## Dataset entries
::::::
PR #152, opened 2017-01-18
Test intensify

mlindauer:
See commit messages for what I have done.
Overall, I could not find any obvious bugs in intensify.
Please check carefully whether you find anything.


mlindauer:
one comment: I did not understand why `Intensifier()` was allowed to get instances=None. We fix this in the constructor by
::::::
## Task goal
From the data above, show each line that contains "find".

## Output
Overall, I could not find any obvious bugs in intensify.
Please check carefully whether you find anything.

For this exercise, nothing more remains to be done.